Abridged or unabridged? That is the question.

Harry stands in the deserted, brightly lit Fiction & Literature section of his favorite chain bookstore, weighing a book in each hand. In his right, The Count of Monte Cristo (Penguin, unabridged) weighing in at a formidable 1,276 pages. In this left, The Count of Monte Cristo (Puffin Classics, abridged) tipping the scales at a svelte 396 pages. Harry weights the pros and cons of each, literally as well as figuratively.

He can’t deny that an irresistible bit of cachet comes with being an unabridged sort of guy. If depth follows effort, as Harry is reasonably convinced that it must, surely his best hope for a Dantes-esque rebirth must be found in these pages.

But Harry also knows himself, knows the limits of his attention span, and fears that The Count of Monte Cristo (Penguin, unabridged) is fated to end up as little more than an impressive desk ornament. And, he reasons, if the story can effectively be whittled down to a mere 396 pages (Puffin Classics, abridged), then how necessary can the rest really be? (92-3)


Harry Revised
is one of the contenders in The Morning News Tournament of Books. It has some impressive contortions in chronology, and can be quite funny, as I found the above passage, but it walks the thin line between humor and cringe-worthy pathos that can sometimes make for an uncomfortable read. I’ll keep reading to see if Harry can come of middle-age and pull off a Dantes-esque rebirth.

A Dog’s Intuition

Wednesday, February 4th, 2009

Eventually, she understood the house was keeping a secret from her.

All that winter and all through the spring, Almondine had known something was going to happen, but no matter where she looked she couldn’t find it. Sometimes, when she entered a room, there was the feeling that the thing that was going to happen had just been there, and she would stop and stare and peer around while the feeling seeped away as mysteriously as it had arrived.

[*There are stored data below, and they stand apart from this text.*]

PR #2029, opened 2026-06-18
feat: add spans to model-proxy

SimoneDutto:
## Description
Add spans for proxied messages, it turned out simpler than i've originally done it.

# QA
Now you can see model proxy spans in the grafana dashboard
image


internal/rpcproxy/rpcproxy.go
```diff
@@ -225,16 +227,35 @@ func (msgs *inflightMsgs) getLoginMessage() *message {
...
+		jujuTrace.StringAttr("rpc.facade", msg.Type),
+		jujuTrace.IntAttr("rpc.version", msg.Version),
+		jujuTrace.StringAttr("rpc.method", msg.Request),
+	)
+	msg.span = &childSpan
+
+	// Write trace propagation headers so the controller can continue the trace.
+	msg.TraceID = childSpan.Scope().TraceID()
+	msg.SpanID = childSpan.Scope().SpanID()
+	msg.TraceFlags = childSpan.Scope().TraceFlags()
```
kian99: Do we need to set these separately if they're already available on msg.span.X?

kian99 (approved):

internal/rpcproxy/rpcproxy.go
SimoneDutto: the span in the message is to make sure we have the live struct to call `.End` on, the other field are the actual propagated json fields

internal/rpcproxy/message.go
```diff
@@ -5,21 +5,39 @@ package rpcproxy
...
-	Version   int             `json:"version,omitempty"`
-	ID        string          `json:"id,omitempty"`
-	Request   string          `json:"request,omitempty"`
-	Params    json.RawMessage `json:"params,omitempty"`
-	Error     string          `json:"error,omitempty"`
-	ErrorCode string          `json:"error-code,omitempty"`
-	ErrorInfo map[string]any  `json:"error-info,omitempty"`
-	Response  json.RawMessage `json:"response,omitempty"`
+	start      time.Time
+	span       *telemetry.TrackedSpan `json:"-"`
```
alesstimec, line 33: could we add the tracing related fields at the bottom? i rather like the grouping of 
```
type message struct {
   payload fields

   tracing fields
}
```

internal/rpcproxy/message.go
```diff
@@ -5,21 +5,39 @@ package rpcproxy
...
+	ErrorInfo  map[string]any         `json:"error-info,omitempty"`
+	Response   json.RawMessage        `json:"response,omitempty"`
+	TraceID    string                 `json:"trace-id,omitempty"`
+	SpanID     string                 `json:"span-id,omitempty"`
+	TraceFlags int                    `json:"trace-flags,omitempty"`
+}
+
+// finishSpan safely finishes the message's trace span (if any) and records
+// the supplied error.  Safe to call on a nil receiver.
+func (m *message) finishSpan(err error) {
```
alesstimec, line 67: i propose we also add
```
func (m *message) startSpan(ctx context.Context) {
     // Continue the client's trace (no-op when TraceID is empty).
	traceCtx := jujuTrace.WithTraceScope(ctx, msg.TraceID, msg.SpanID, msg.TraceFlags)

	_, childSpan := telemetry.StartSpan(traceCtx, "jimm.model-proxy",
		jujuTrace.StringAttr("rpc.facade", msg.Type),
		jujuTrace.IntAttr("rpc.version", msg.Version),
		jujuTrace.StringAttr("rpc.method", msg.Request),
	)

	msg.span = &childSpan
	// Write trace propagation headers so the controller can continue the trace.
	scope := childSpan.Scope()
	msg.TraceID = scope.TraceID()
	msg.SpanID = scope.SpanID()
	msg.TraceFlags = scope.TraceFlags()
}
```

alesstimec (changes requested):
a suggestion for simplification

internal/rpcproxy/message.go
SimoneDutto: i like it, implemented

luci1900 (approved):

internal/rpcproxy/rpcproxytrace_test.go
```diff
@@ -0,0 +1,133 @@
+// Copyright 2025 Canonical.
```
alesstimec: 2026

internal/rpcproxy/message_test.go
```diff
@@ -0,0 +1,53 @@
+// Copyright 2025 Canonical.
```
alesstimec: 2026

alesstimec (approved):
LGTM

I finally started The Story of Edgar Sawtelle, and am enjoying it so far, though I’m only about 100 pages in. I like the prose, the dog point of view, the characters, and their relationships to their dogs. I was amused to see Pat Holt’s description of the book in her recent post on publishing:

big-sprawling-summer-novel+Hamlet gimmick+beautiful-writing+struggling author backstory+DOGS DOGS DOGS = Must Read.

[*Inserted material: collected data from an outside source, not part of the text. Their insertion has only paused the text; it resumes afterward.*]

PR #2030, opened 2026-06-18
refactor: re-organise model proxy

kian99:
## Description
The internal/rpcproxy/rpcproxy.go file was becoming a bit lengthy, reaching over 800 lines, but more critically packing a lot of logic into one file. This PR splits things up into several files.
- controller_response.go handles logic for modifying the backing controller response and handles access required errors which require redoing login. We also add tests for two pieces of logic which were not tested before from what I could tell.
- inflight.go extracts the `inflightMsgs` struct into a new file and does some renaming.
- lifecycle.go extracts the logic that was validating params and creating the proxy.
- login_dispatch.go handles the login logic within the model proxy between the client -> JIMM.
- rpcproxy.go the original file, contains mostly removals.

The change is not particularly significant, in the sense that I didn't do any design/architectural changes. If we want to do a larger refactoring with a specific design goal then this change may be unnecessary so I have marked it as a draft and we can discuss. The additional test coverage is nice and the decreased concentration of logic in the single file is a minor positive imo.

I've also targetted the v3 branch but the change will be identical in the v4 branch.

## Engineering checklist

- [ ] Documentation updated
- [x] Covered by unit tests

### DIFF
--- a/internal/rpcproxy/controller_response.go
+++ b/internal/rpcproxy/controller_response.go
@@ -36,7 +36,7 @@ func (h controllerResponseHandler) handle(ctx context.Context, msg *message) err
 		h.handleError(ctx, msg, err)
 		return fmt.Errorf("error modifying controller response: %w", err)
 	}
-	h.proxy.msgs.removeMessage(msg.RequestID)
+	h.proxy.inflight.finish(msg.RequestID)
 	if err := h.proxy.auditLogMessage(msg, true); err != nil {
 		zapctx.Error(context.Background(), "failed to audit log message", zap.Error(err))
 	}
@@ -83,7 +83,7 @@ func (h controllerResponseHandler) processControllerErrors(ctx context.Context, 
 			return false
 		}
 		// Write back to the controller.
-		msg := h.proxy.msgs.getMessage(msg.RequestID)
+		msg := h.proxy.inflight.request(msg.RequestID)
 		if msg != nil {
 			if err := h.proxy.src.writeJson(msg); err != nil {
 				zapctx.Error(context.Background(), "failed to write back to controller", zap.Error(err))
@@ -96,7 +96,7 @@ func (h controllerResponseHandler) processControllerErrors(ctx context.Context, 
 
 func (h controllerResponseHandler) handleError(ctx context.Context, msg *message, err error) {
 	h.proxy.sendError(ctx, h.proxy.dst, msg, err)
-	h.proxy.msgs.removeMessage(msg.RequestID)
+	h.proxy.inflight.finish(msg.RequestID)
 }
 
 // checkPermissionsRequired returns a nil map if no permissions are required.
@@ -151,7 +151,7 @@ func (h controllerResponseHandler) redoLogin(ctx context.Context, permissions ma
 	if h.proxy.anonymousLogin {
 		return errors.Codef(errors.CodeUnauthorized, "Anonymous login does not support re-authentication")
 	}
-	loginMsg := h.proxy.msgs.getLoginMessage()
+	loginMsg := h.proxy.inflight.login()
 	if loginMsg == nil {
 		return errors.Codef(errors.CodeUnauthorized, "Haven't received login yet")
 	}
--- a/internal/rpcproxy/controller_response.go
+++ b/internal/rpcproxy/controller_response.go
@@ -1,0 +1,212 @@
+// Copyright 2025 Canonical.
+
+package rpcproxy
+
+import (
+	"context"
+	"encoding/base64"
+	"encoding/json"
+	"fmt"
+
+	jujuparams "github.com/juju/juju/rpc/params"
+	"github.com/juju/zaputil/zapctx"
+	"go.uber.org/zap"
+
+	"github.com/canonical/jimm/v3/internal/dbmodel"
+	"github.com/canonical/jimm/v3/internal/errors"
+)
+
+// controllerResponseHandler keeps controller->client response handling in one place
+// so the proxy loop stays focused on transport orchestration.
+type controllerResponseHandler struct {
+	proxy *controllerProxy
+}
+
+func newControllerResponseHandler(proxy *controllerProxy) controllerResponseHandler {
+	return controllerResponseHandler{proxy: proxy}
+}
+
+func (h controllerResponseHandler) handle(ctx context.Context, msg *message) error {
+	if !h.processControllerErrors(ctx, msg) {
+		return nil
+	}
+
+	if err := modifyControllerResponse(msg); err != nil {
+		zapctx.Error(ctx, "Failed to modify message", zap.Error(err))
+		h.handleError(ctx, msg, err)
+		return fmt.Errorf("error modifying controller response: %w", err)
+	}
+	h.proxy.msgs.removeMessage(msg.RequestID)
+	if err := h.proxy.auditLogMessage(msg, true); err != nil {
+		zapctx.Error(context.Background(), "failed to audit log message", zap.Error(err))
+	}
+	if err := h.proxy.dst.writeJson(msg); err != nil {
+		zapctx.Error(ctx, "controllerProxy error writing to dst", zap.Error(err))
+		return fmt.Errorf("error writing message to client: %w", err)
+	}
+	return nil
+}
+
+// processControllerErrors checks for errors in the message from the controller
+// and decides how to handle them. It returns true if the message should be
+// returned to the client, false if it should not.
+func (h controllerResponseHandler) processControllerErrors(ctx context.Context, msg *message) bool {
+	// Check if the model is migrating. When it has completed its migration, we will receive
+	// an unauthorized error from the controller and we want to mask that error and inform
+	// clients to try again as JIMM will eventually update the model's controller.
+	// See internal/jimm/juju/model_poller.go.
+	modelMigrating := h.proxy.modelMigrationMode == dbmodel.MigrationModeMigrateInternal || h.proxy.modelMigrationMode == dbmodel.MigrationModeExporting
+	if modelMigrating && msg.ErrorCode == string(errors.CodeUnauthorized) {
+		msg.ErrorCode = string(errors.CodeModelMigrating)
+		msg.Error = "model is finishing migration, please retry later"
+		return true
+	}
+
+	// Next we check for permission required errors where the Juju controller is informing us
+	// that the user needs more permissions to perform the requested operation.
+	// If so, we attempt to redo the login with the required permissions (if the user has them)
+	// and then resend the original login request.
+	//
+	// It's ideally unlikely we'll hit this code path often because JIMM sets a broad scope
+	// of permissions on the initial login request.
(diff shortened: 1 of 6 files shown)


internal/rpcproxy/controller_response.go
```diff
@@ -0,0 +1,212 @@
+// Copyright 2025 Canonical.
```
alesstimec, line 1: 2026

internal/rpcproxy/inflight.go
```diff
@@ -0,0 +1,90 @@
...
+}
+
+func (tracker *inflightTracker) setControllerUUID(uuid string) {
+	tracker.mu.Lock()
+	defer tracker.mu.Unlock()
+
+	tracker.controllerUUID = uuid
+}
+
+func (tracker *inflightTracker) controllerID() string {
```
alesstimec, line 33:
```suggestion
func (tracker *inflightTracker) controllerUUID() string {
```

internal/rpcproxy/inflight.go
```diff
@@ -0,0 +1,90 @@
...
+	tracker.mu.Lock()
+	defer tracker.mu.Unlock()
+
+	return tracker.controllerUUID
+}
+
+func (tracker *inflightTracker) rememberLogin(msg *message) {
```
alesstimec, line 40:
```suggestion
func (tracker *inflightTracker) setLoginMessage(msg *message) {
```

internal/rpcproxy/inflight.go
```diff
@@ -0,0 +1,90 @@
...
+	tracker.mu.Lock()
+	defer tracker.mu.Unlock()
+
+	tracker.loginMessage = msg
+}
+
+func (tracker *inflightTracker) login() *message {
```
alesstimec, line 47:
```suggestion
func (tracker *inflightTracker) loginMessage() *message {
```

internal/rpcproxy/inflight.go
```diff
@@ -0,0 +1,90 @@
...
+	tracker.mu.Lock()
+	defer tracker.mu.Unlock()
+
+	return tracker.loginMessage
+}
+
+func (tracker *inflightTracker) track(msg *message) {
```
alesstimec, line 54:
```suggestion
func (tracker *inflightTracker) addMessage(msg *message) {
```

internal/rpcproxy/inflight.go
```diff
@@ -0,0 +1,90 @@
...
+	tracker.mu.Lock()
+	defer tracker.mu.Unlock()
+
+	msg.start = time.Now()
+	tracker.requests[msg.RequestID] = msg
+}
+
+func (tracker *inflightTracker) request(requestID uint64) *message {
```
alesstimec, line 62:
```suggestion
func (tracker *inflightTracker) getMessage(requestID uint64) *message {
```

internal/rpcproxy/inflight.go
```diff
@@ -0,0 +1,90 @@
...
+
+	msg, ok := tracker.requests[requestID]
+	if !ok {
+		return nil
+	}
+	return msg
+}
+
+// finish deletes the request message that corresponds to the response message ID.
+func (tracker *inflightTracker) finish(requestID uint64) {
```
alesstimec, line 74:
```suggestion
func (tracker *inflightTracker) deleteMessage(requestID uint64) {
```

internal/rpcproxy/inflight.go
```diff
@@ -0,0 +1,90 @@
+// Copyright 2025 Canonical.
```
alesstimec, line 1: 2026

internal/rpcproxy/lifecycle.go
```diff
@@ -0,0 +1,92 @@
+// Copyright 2025 Canonical.
```
alesstimec, line 1: 2026

internal/rpcproxy/login_dispatch.go
```diff
@@ -0,0 +1,187 @@
...
+		if err != nil {
+			return errorFnc(err)
+		}
+
+		return controllerLoginMessageFnc(user)
+	case "Login":
+		controllerMessage, err := h.handleLegacyLogin(ctx, msg)
+		return nil, controllerMessage, err
+	default:
+		return nil, nil, nil
```
alesstimec, line 126: should we not return an error on an unknown login method?

internal/rpcproxy/login_dispatch.go
```diff
@@ -0,0 +1,187 @@
...
+	}
+	tag, err := names.ParseTag(request.AuthTag)
+	if err != nil {
+		return nil, fmt.Errorf("invalid user tag: %v", err)
+	}
+	switch tag := tag.(type) {
+	case names.UserTag:
+		if tag.Id() == api.AnonymousUsername {
+			h.proxy.anonymousLogin = true
+			// return the client's login message verbatim to the controller.
```
alesstimec, line 158:
```suggestion
			// forward the client's login message verbatim to the controller.
```

alesstimec (commented):
i quite like this proposed change.. a few comment, though

luci1900 (commented):
I personally find it harder to read than before.

Nice to have more tests, though.

internal/rpcproxy/controller_response.go
```diff
@@ -0,0 +1,212 @@
...
+type controllerResponseHandler struct {
+	proxy *controllerProxy
+}
+
+func newControllerResponseHandler(proxy *controllerProxy) controllerResponseHandler {
+	return controllerResponseHandler{proxy: proxy}
+}
+
+func (h controllerResponseHandler) handle(ctx context.Context, msg *message) error {
+	if !h.processControllerErrors(ctx, msg) {
```
ale8k, line 30: So if false, it means an error was handled / sent to client or we need to redo the login right? Maybe worth a godoc as it isn't clear this means both

internal/rpcproxy/controller_response.go
```diff
@@ -0,0 +1,212 @@
...
+// the provided permissions. This is sometimes necessary if Juju requires
+// extra permission checks for an operation. If the client performed anonymous
+// login, an error is always returned since we cannot authorize an anonymous user.
+func (h controllerResponseHandler) redoLogin(ctx context.Context, permissions map[string]any) error {
+	if h.proxy.anonymousLogin {
+		return errors.Codef(errors.CodeUnauthorized, "Anonymous login does not support re-authentication")
+	}
+	loginMsg := h.proxy.inflight.login()
+	if loginMsg == nil {
+		return errors.Codef(errors.CodeUnauthorized, "Haven't received login yet")
```
ale8k, line 156: Goerrors aren't capitalised usually

internal/rpcproxy/controller_response.go
```diff
@@ -0,0 +1,212 @@
...
+		return err
+	}
+	return nil
+}
+
+// addJWT adds a JWT token to the the provided message.
+func addJWT(ctx context.Context, msg *message, permissions map[string]any, tokenGen TokenGenerator) error {
+	// First we unmarshal the existing LoginRequest.
+	if msg == nil {
+		return errors.New("nil messsage")
```
ale8k, line 173: s/messsage/message

internal/rpcproxy/login_dispatch.go
```diff
@@ -0,0 +1,187 @@
...
+			AuthTag: names.NewUserTag(user.Name).String(),
+			Token:   base64.StdEncoding.EncodeToString(jwt),
+		})
+		if err != nil {
+			return errorFnc(err)
+		}
+		m := *msg
+		m.Type = "Admin"
+		m.Request = "Login"
+		m.Version = 3
```
ale8k, line 54: Given we're rewriting, be good to explain why we're locking it down to 3

internal/rpcproxy/controller_response.go
```diff
@@ -0,0 +1,212 @@
...
+		zapctx.Error(ctx, "Access Required error")
+		if err := h.redoLogin(ctx, permissionsRequired); err != nil {
+			zapctx.Error(ctx, "Failed to redo login", zap.Error(err))
+			h.handleError(ctx, msg, err)
+			return false
+		}
+		// Write back to the controller.
+		msg := h.proxy.inflight.request(msg.RequestID)
+		if msg != nil {
+			if err := h.proxy.src.writeJson(msg); err != nil {
```
ale8k, line 88: If this fails - which granted is like super unlikely as we've just tested the connection logging in, but still, we'll silently continue and the client will end up waiting on a req that isn't gonna complete right - meaning the client will just sit waiting until it times out? I guess maybe logging is good but is it all we can do? 

I'm saying this becaue of this code:
```go
// WriteJSON is part of base.Stream.
func (s *DeadlineStream) WriteJSON(v interface{}) error {
	// This uses a real clock rather than trying to use a clock passed
	// in because the websocket will use a real clock to determine
	// whether the deadline has passed anyway.
	deadline := time.Now().Add(s.Timeout)
	if err := s.Conn.SetWriteDeadline(deadline); err != nil {
		return errors.Annotate(err, "setting write deadline")
	}
	return errors.Trace(s.Conn.WriteJSON(v))
}
```
In the Juju pkg.

ale8k (commented):
LGTM as a refactor and happy to land as is, but I feel like this moves code around without addressing the two bits that (for me at least) make the code hard to follow. (I disagree it is harder than before though, this makes it at least navigable in rpcproxy now for me)

1. I would get rid of dst/src naming. Both routines embed our modelProxy but mean opposite things, so the src/dst flips depending where you are looking.  I'd just name them client/controller so it's really clear.
2. The login dispatchers triple return is like am ini encoded state machine state retriever, we could type this out so that depending on the combination of results it determines an exact next step for the caller to do (i.e., sentClient, sendController, reauth, drop, fail) I think this would greatly clear up that part of the code (lmk wyt)
3. The retry logic is split between two routines but it could be 1 right? I streuggled to word this and had AI word what I *think* we can do (this code even confused AI when asking it to verify my suggestion haha), lmk what you think:
```
Your suggestion:
The retry logic is split between two workers when it could be one.

Two goroutines run at once:

- Worker A reads messages from the client and sends them to the controller.
- Worker B reads replies from the controller and sends them back to the client.
When someone logs in, Worker A stashes the login message in a shared box (the tracker).

Later, if the controller says "access required", Worker B reaches into that same shared box, grabs the stashed login, re-logs-in with the right permissions, and replays the original request.

So the "re-login and retry" story is told in two places, and the two workers hand a message to each other through shared, mutex-protected state.

The suggestion: Worker B is the one that actually notices the error and does the re-login and does the replay. Worker A only stores the login for B to find later. Since B does all the real work, the login doesn't need to live in a shared box that both workers fight over — it could just be a value B owns. Then the whole "error → re-login → retry" would read top-to-bottom in one place instead of being a handoff between two workers.

The catch I'm unsure about: "this only works cleanly though right if the client can't send a second login while B is mid retry???". I haven't confirmed that, so it's a "worth checking" idea.
```
I haven't scoured Juju to see what happens if you "double login", but if you can, then I think we can simplify it further maybeeee.

kian99:
Closing for now to de-clutter.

(Link from Blog of a Bookslut)

Food that Matters, a la Bittman

Wednesday, January 21st, 2009

From Salon’s review of Food Matters by Mark Bittman:

The essence of the Bittman approach is simplicity, ease and quality, but that means he has to walk a fine and constantly shifting line. Americans’ attitudes toward what we eat are laden with class and cultural baggage.

Now Bittman has waded even further into the fray by publishing “Food Matters: A Guide to Conscious Eating With More Than 75 Recipes,” an unusual blend of manifesto, self-help manual and cookbook designed to convince people that they can drastically improve their diets with relatively little discomfort. Not only that, but in doing so, Bittman avows, they can also save the planet and relieve some of the pressure on their pocketbooks. As promises go, that’s a whopper, a super-trifecta encompassing the major obsessions of the current moment: weight loss, environmentalism and penny-pinching.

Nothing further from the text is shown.